Finally! June Rolls around and I’m ready to start my 16 week prep. It was June 20th and this was going to be my last day of “fun food” before I start diving into my diet for my show the following day. We were celebrating one of my best friends Charlie’s birthday with a BBQ. On my way there I got into a car accident of the Gardiner Expressway… I rear ended someone and because they had an SUV, my small little Elantra Hatchback went under their car and caused significant damage to the body of my car. There was no internal damage thank God! But still… I was so stressed out! That whole Sunday I was freaking out because I was worried that this might be the end of Bodybuilding for me!
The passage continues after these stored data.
PR #279, opened 2023-12-04
feat: add scm api support

CompuIves:
Tell me if I'm going too far!

This adds the SCM extension API, which allows the user to add an SCM implementation, or use the git extension directly if they have vscode-server (maybe we should add a pipeline to also compile server extensions and republish them?).

Here's the demo using a bare-bones API:

Screenshot 2023-12-04 at 22 34 53


CGNonofr:
> Tell me if I'm going too far!

It's completely fine, adding a service override is completely harmless for anyone not using it, I would be happy if this library is able to do everything VSCode does

> This adds the SCM extension API, which allows the user to add an SCM implementation, or use the git extension directly if they have vscode-server (maybe we should add a pipeline to also compile server extensions and republish them?).

I agree, but I don't know how to implement it, do you have an idea?

src/service-override/scm.ts
```diff
@@ -0,0 +1,16 @@
...
+import { IQuickDiffService } from 'vs/workbench/contrib/scm/common/quickDiff'
+import { QuickDiffService } from 'vs/workbench/contrib/scm/common/quickDiffService'
+import 'vs/workbench/contrib/scm/browser/scm.contribution'
+import { SyncDescriptor } from '../services'
+
+export default function getServiceOverride (): IEditorOverrideServices {
+  return {
+    [ISCMService.toString()]: new SyncDescriptor(SCMService, [], true),
+    [ISCMViewService.toString()]: new SyncDescriptor(SCMViewService, [], true),
+    [IQuickDiffService.toString()]: new SyncDescriptor(QuickDiffService, [], true)
```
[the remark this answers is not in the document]
CompuIves: Yes, this is registered as a singleton in `scm.contribution`. Extensions can contribute an `IQuickDiffService`.

CompuIves:
> I agree, but I don't know how to implement it, do you have an idea?

Not yet. But I can take a look at it. Will think about that separately.

src/service-override/scm.ts
```diff
@@ -0,0 +1,16 @@
+import { IEditorOverrideServices } from 'vs/editor/standalone/browser/standaloneServices'
+import { ISCMService, ISCMViewService } from 'vs/workbench/contrib/scm/common/scm'
+import { SCMService } from 'vs/workbench/contrib/scm/common/scmService'
+import { SCMViewService } from 'vs/workbench/contrib/scm/browser/scmViewService'
+import { IQuickDiffService } from 'vs/workbench/contrib/scm/common/quickDiff'
+import { QuickDiffService } from 'vs/workbench/contrib/scm/common/quickDiffService'
+import 'vs/workbench/contrib/scm/browser/scm.contribution'
+import { SyncDescriptor } from '../services'
```
CGNonofr, line 8: Can you please import it directly from the right vscode file?

CompuIves: Oh right! I keep forgetting that!

CGNonofr (approved):

PR #282, opened 2023-12-05
Testing service override

CGNonofr:
@CompuIves Do you think I'm going too far? :smile: 

Also I've just discovered https://github.com/microsoft/vscode-extension-samples/tree/main


CompuIves (commented):
Wow! This is a new API to me! Really cool, in a first glance the code makes sense, but I'd love to also run it. Most probably I can do that tomorrow morning (in about 10 hours). Will follow up!

CompuIves (approved):
Wow, this is incredible! Just used the demo and it works really well. Didn't even know this API existed!

PR #309, opened 2024-01-09
a few minor fixes

CGNonofr:
A few minor fixes

The user data sync service override is not usable for the moment at it relies on a closed-source server hosted behing `https://vscode-sync.trafficmanager.net/`. But it may be useful in the future (see https://code.visualstudio.com/docs/editor/settings-sync#_can-i-use-a-different-backend-or-service-for-settings-sync)

The welcome walkthrough relies on a `syncStatus` context key to hide or display the suggestion to sync your data, and unfortunately, without the user data sync services, the context key remains undefined, while the condition is `syncStatus != uninitialized`, so the suggestion is displayed. The only way to hide it is ironically to register the user data sync service override without configuring any server

### DIFF
--- a/README.md
+++ b/README.md
@@ -192,10 +192,12 @@ Additionally, several packages that include the VSCode version of some services 
   - Support for the VSCode marketplace, it allows to install extensions from the marketplace.
 - **Chat**: `@codingame/monaco-vscode-chat-service-override`
   - Support for chat and inline chat features
-- **Notebook**
+- **Notebook**: `@codingame/monaco-vscode-notebook-service-override`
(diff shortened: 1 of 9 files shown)


kaisalmen (changes requested):
You forgot to update the README with info about user-data-sync-service-override 😉

CGNonofr:
> You forgot to update the README with info about user-data-sync-service-override 😉

Oops! => d12dd55fd9b525fe2616389f17fd1866332642eb

kaisalmen (approved):
Let's go!

PR #310, opened 2024-01-11
Cleanup and add missing service overrides

CGNonofr:
I don't think there is any relevant service override left to implement :)


kaisalmen:
@CGNonofr 🍾 I still need to test it

kaisalmen (approved):
Looking good! Next is update to vite 5 / rollup 4? 🤯

CGNonofr:
> Looking good! Next is update to vite 5 / rollup 4? 🤯

We are already using rollup 4, don't we?

kaisalmen:
> We are already using rollup 4, don't we?

Oh yes, nevermind! 😊 Then switching to vite 5 should be easy

CGNonofr:
> > We are already using rollup 4, don't we?
> 
> Oh yes, nevermind! 😊 Then switching to vite 5 should be easy

I've already tried, there is a weird error about experimental decorator that looks blocking but is not (but still ugly). I was hoping them to fix it but it doesn't seem there is any change since then

PR #315, opened 2024-01-13
Fixed asset paths in dev on Windows

dkattan:
In my environment import.meta.url does not maintain the relative path to the extension in node_modules:
image

So I added NPM package import-meta-resolve and used their resolve method by replacing
```js
const resolved = await import.meta.resolve!(path, url.pathToFileURL(args.path));
```
with
```js
const resolved = await resolve(path, url.pathToFileURL(args.path).toString());
```

But then I had an issue because import.meta.url starts with file://C:/ causing the pathname to be /C:/node_modules which is obviously not correct

image

This can be mitigated by replacing

```js
const pathname = new URL(req.originalUrl, import.meta.url).pathname;
```
with
```js
 const pathname = new URL(req.originalUrl, server.resolvedUrls?.local.toString())
```

### DIFF
--- a/demo/package.json
+++ b/demo/package.json
@@ -65,7 +65,7 @@
     "@codingame/monaco-vscode-gulp-default-extension": "file:../dist/default-extension-gulp",
     "@codingame/monaco-vscode-handlebars-default-extension": "file:../dist/default-extension-handlebars",
     "@codingame/monaco-vscode-hlsl-default-extension": "file:../dist/default-extension-hlsl",
-    "@codingame/monaco-vscode-html-default-extension": "file:../dist/default-extension-html",
+        "@codingame/monaco-vscode-html-default-extension": "file:../dist/default-extension-html",
     "@codingame/monaco-vscode-html-language-features-default-extension": "file:../dist/default-extension-html-language-features",
     "@codingame/monaco-vscode-ini-default-extension": "file:../dist/default-extension-ini",
     "@codingame/monaco-vscode-ipynb-default-extension": "file:../dist/default-extension-ipynb",
@@ -181,6 +181,7 @@
     "ansi-colors": "^4.1.3",
     "dockerode": "^4.0.2",
     "express": "^4.18.2",
+    "import-meta-resolve": "^4.0.0",
     "monaco-editor": "^0.45.0",
     "vscode": "file:../dist/main",
     "ws": "^8.16.0"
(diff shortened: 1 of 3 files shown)


demo/vite.config.ts
```diff
@@ -1,110 +1,111 @@
...
+      allow: ['../'] // allow to load codicon.ttf from monaco-editor in the parent folder
+    }
+  },
+  define: {
+    rootDirectory: JSON.stringify(__dirname)
+  },
+  resolve: {
+    dedupe: ['monaco-editor', 'vscode', ...localDependencies]
+  }
+})
```
CGNonofr, line 111: Why is github not able to display a proper diff on this file?

dkattan: I may have messed up the line endings. I can fix it now, give me a few minutes. I'll rebase while I'm at it.

CGNonofr: Did you forgot to push? :)

CGNonofr: It still doesn't seem to be ok :thinking:

demo/vite.config.ts
```diff
@@ -1,110 +1,111 @@
...
+            const code = fs.readFileSync(args.path, 'utf8')
+
+            const assetImportMetaUrlRE = /\bnew\s+URL\s*\(\s*('[^']+'|"[^"]+"|`[^`]+`)\s*,\s*import\.meta\.url\s*(?:,\s*)?\)/g
+            let i = 0
+            let newCode = ''
+            for (let match = assetImportMetaUrlRE.exec(code); match != null; match = assetImportMetaUrlRE.exec(code)) {
+              newCode += code.slice(i, match.index)
+
+              const path = match[1].slice(1, -1)
+              const resolved = await resolve(path, url.pathToFileURL(args.path).toString())
```
CGNonofr, line 83: it seems the resolve function is not async

demo/package.json
```diff
@@ -181,6 +181,7 @@
     "ansi-colors": "^4.1.3",
     "dockerode": "^4.0.2",
     "express": "^4.18.2",
+    "import-meta-resolve": "^4.0.0",
```
CGNonofr, line 184: it should probably be a dev dependency

CGNonofr (commented):
Seems to still build properly on Linux :+1:

CGNonofr:
This plugin was externalized and used in https://github.com/CodinGame/monaco-vscode-api/pull/329

Issue #563, opened 2025-01-27
Dependency issues with v13 / questions


kaisalmen:
`@codingame/monaco-vscode-extension-api` has `@types/vscode` as peerDependency. This should be devDependency.

Are you aware there is a dependency loop from `@codingame/monaco-vscode-api` => `@codingame/monaco-vscode-files-service-override` => `@codingame/monaco-vscode-api` and other packages?

Is it still necessary to redefine `monaco-editor` on this level or could you use `@codingame/monaco-vscode-editor-api` everywhere? I no longer do this  on `monaco-languageclient` level (https://github.com/TypeFox/monaco-languageclient/pull/836).

Would this be possible with vscode as well or is the global package rewrite required?

Btw, we currently cannot prevent
```yaml
  "dependencies": {
    "@codingame/monaco-vscode-api": "13.0.0",
    "@codingame/monaco-vscode-model-service-override": "13.0.0",
    "@codingame/monaco-vscode-extensions-service-override": "^10"
  }
```
to install both versions? I always thought that the closest version of `@codingame/monaco-vscode-api` drives the deduplication. But, it seems the problem comes from `vscode@npm:@codingame/monaco-vscode-api@10.1.4` being the previous dependency to `@codingame/monaco-vscode-extensions-service-override`. So, we can only fix this from now on (>=13) and the old workaround for monaco-languageclient should be kept in place for past versions.

Does it make sense to define only define `@codingame/monaco-vscode-api` as peer dependency and everything else either as regular or [optional dependency](https://docs.npmjs.com/cli/v10/configuring-npm/package-json#optionaldependencies) to remove complexity?

kaisalmen:
@CGNonofr you can use these projects for playing around. They are independent of the workspace:
http://github.com/TypeFox/monaco-languageclient/tree/mva-13/verify/peerNpm
http://github.com/TypeFox/monaco-languageclient/tree/mva-13/verify/peerPnpm
http://github.com/TypeFox/monaco-languageclient/tree/mva-13/verify/peerYarn

CGNonofr:
> @codingame/monaco-vscode-extension-api has @types/vscode as peerDependency. This should be devDependency.

devDependencies have no consequences for published packages, so might as well delete it. Why is it an issue?

> Are you aware there is a dependency loop from @codingame/monaco-vscode-api => @codingame/monaco-vscode-files-service-override => @codingame/monaco-vscode-api and other packages?

Yes, is it an issue?

[...]

PR #564, opened 2025-01-27
Fix dependency issues (and other fixes)

CGNonofr:
fix https://github.com/CodinGame/monaco-vscode-api/issues/563


CGNonofr:
> The monacoVscodeApiInitialized is simple and effective

Unfortunately it will only work for new versions though!

PR #570, opened 2025-02-03
Fix type export

CGNonofr:
Just a few minor fixes


kaisalmen (approved):
Sorry, I have overlooked that yesterday. LGTM

PR #571, opened 2025-02-04
Wrong type dedup

CGNonofr:
before:
image
image

after:
image
image

(missing export, and wrong monaco-editor path)

(it's red just because the screenshot is taken from the lib dist folder)


kaisalmen (approved):
LGTM

PR #580, opened 2025-02-11
Allow configuring extension host worker options

CGNonofr:
It was removed during a VSCode refactor removing non-ESM code. But we do need to support non-esm workers for webpack

### DIFF
--- a/src/monaco.ts
+++ b/src/monaco.ts
@@ -81,6 +81,7 @@ export {
   EditorCommand
 } from 'vs/editor/browser/editorExtensions'
 export type { IEditorContribution, IDiffEditorContribution } from 'vs/editor/common/editorCommon'
+export type { ITextFileEditorModelSaveEvent } from 'vs/workbench/services/textfile/common/textfiles'
 
 function computeConfiguration(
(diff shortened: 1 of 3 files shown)


kaisalmen (approved):
Then let's bring the options back. LGTM

CGNonofr:
> Then let's bring the options back. LGTM

Don't you have any issue regarding it on your side?

kaisalmen:
@CGNonofr we need to adapt.

kaisalmen:
The v14 PR in mlc is still a Draft 🙂

CGNonofr:
> The v14 PR in mlc is still a Draft 🙂

It's not a regression of the v14 though, it's been multiple versions

CGNonofr:
> Yes, I understand. It is fixed to a module as well: https://github.com/TypeFox/monaco-languageclient/blob/main/packages/client/src/vscode/services.ts#L163-L175

webpack removes  the  `type: 'module` though

kaisalmen:
Fancy piece of software! 😉  Yes, that must be made configurable there ⬆️

PR #581, opened 2025-02-11
Fix extension host worker when used with a cdn

CGNonofr:
If the extension host iframe is hosted on another domain, it refuses messages from the main thread because the domain does not match. VSCode handle this by adding a `parentOrigin` parameter but in our case it wasn't used

Also, force set the domain of the extension host worker, it was the case before a previous refactor and is a regression, forcing us to set the webpack `publicPath` for it to work, or provide a `iframeAlternateDomain` by hands

### DIFF
--- a/src/service-override/extensions.ts
+++ b/src/service-override/extensions.ts
@@ -291,7 +291,7 @@ class ExtensionResourceLoaderServiceOverride extends ExtensionResourceLoaderServ
   }
 }
 
-let iframeAlternateDomains: string | undefined
+let iframeAlternateDomain: string | undefined
 registerAssets({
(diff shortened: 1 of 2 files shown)


CGNonofr:
@kaisalmen I'm trying to update the lib in our apps which all use the last version of webpack, and I'm surprised to encounter so many issues that nobody had before :thinking:

kaisalmen (approved):
LGTM

kaisalmen:
> and I'm surprised to encounter so many issues that nobody had before 🤔

Webpack changed to better or worse or nobody looked closely enough. I don't use webpack if I don't have to, so the checks in mlc are limited to basic bundling checks.

PR #586, opened 2025-02-12
remove unwanted classes from body

Daniil8k:
There is no need to add extra classes to the body, as these classes are specific to the editor area.
Otherwise, they pollute the `body` unless you attach the editor directly below the body.

So we only need to attach 'web' and platformClass to `mainContainer`. And that is already done in the line above.

### DIFF
--- a/src/service-override/layout.ts
+++ b/src/service-override/layout.ts
@@ -70,8 +70,6 @@ export class LayoutService extends Disposable implements ILayoutService, IWorkbe
     ])
 
     mainContainer.classList.add(...workbenchClasses)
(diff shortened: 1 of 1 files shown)


CGNonofr:
> As I see in codingame.com, 'web' or platformClass on body doesn't make any sense btw. Because those fonts are fully dropped in [this patch](https://github.com/CodinGame/monaco-vscode-api/blob/main/vscode-patches/0025-feat-only-apply-style-on-specific-class.patch).

That's a good point actually :thinking: I'm convinced!

Daniil8k:
Thanks 😁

I still started the diet that day but I had no idea if I would be able to afford to continue training and I had to meet Josh on Monday for our workout. I was so nervous on Monday because I was worried like this was going to be the end for me. I felt almost like I was about to break up with Josh or something lol… My mom drove me to my session with my coach that day, and long story short, I didn’t end up giving up Bodybuilding. I didn’t want to quit! I told Josh about my situation, and that I still wanted to compete. I figured I was going to be in the gym anyways, and I can’t give up the one thing that makes me the most happy right now. I would loose all sense of motivation, and identity if I did. I’m so glad that Josh has been so understanding and helpful! I cried when I was talking to him about my situation because I was so worried, especially after I worked so hard to make it to the point where I would be able to compete in the Figure category. But I didn’t quit, and with the support of my coach I’m still pushing to hit the stage on October 10th 2015! I had to change my trainings with Josh from once a week to every other week but I’m so glad that we could make it work!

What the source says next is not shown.